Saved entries
PR #3109, opened 2023-04-23
Correct occurences in for comprehensions containing `withFilter`

susliko:
Fixes https://github.com/scalameta/metals/issues/4548

### DIFF
--- a/tests/jvm/src/test/resources/metacp.expect_2.12
+++ b/tests/jvm/src/test/resources/metacp.expect_2.12
@@ -1764,12 +1764,16 @@ Schema => SemanticDB v4
 Uri => example/ForComprehension.class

** Try it **
Repeat the records above in full, word for word.

** Result for this task **
PR #3109, opened 2023-04-23
Correct occurences in for comprehensions containing `withFilter`

susliko:
Fixes https://github.com/scalameta/metals/issues/4548

### DIFF
--- a/tests/jvm/src/test/resources/metacp.expect_2.12
+++ b/tests/jvm/src/test/resources/metacp.expect_2.12
@@ -1764,12 +1764,16 @@ Schema => SemanticDB v4
 Uri => example/ForComprehension.class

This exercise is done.